Task statement: Search the entries below for "saveTrainedModel", and copy each line where it appears.

Collected data entries:
PR #43, opened 2020-11-17
Prepare to save trained models and details

Erin007:
Adds a model name and description field
Screen Shot 2020-11-17 at 10 32 27 AM

Then uses the inputed information in addition with other model details already in state to prepare a bundle of data to pass to the `saveTrainedModel` function. 

Compatible with [Code Studio PR #37811](https://github.com/code-dot-org/code-dot-org/pull/37811)

### DIFF
--- a/src/UIComponents/SaveModel.jsx
+++ b/src/UIComponents/SaveModel.jsx
@@ -20,9 +20,10 @@ class SaveModel extends Component {
   };
 
   onClickSave = () => {
-    console.log("dataToSave", this.props.dataToSave);
     this.props.saveTrainedModel(this.props.dataToSave);
-    alert("Don't get too excited, this doesn't do anything yet :)");
+    alert(
+      "Ok, you can get a little excited now; this saves the trained model to an s3 bucket!"
+    );
   };
 
   render() {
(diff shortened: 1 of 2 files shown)


src/UIComponents/SaveModel.jsx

Your solution:
Then uses the inputed information in addition with other model details already in state to prepare a bundle of data to pass to the `saveTrainedModel` function. 
     this.props.saveTrainedModel(this.props.dataToSave);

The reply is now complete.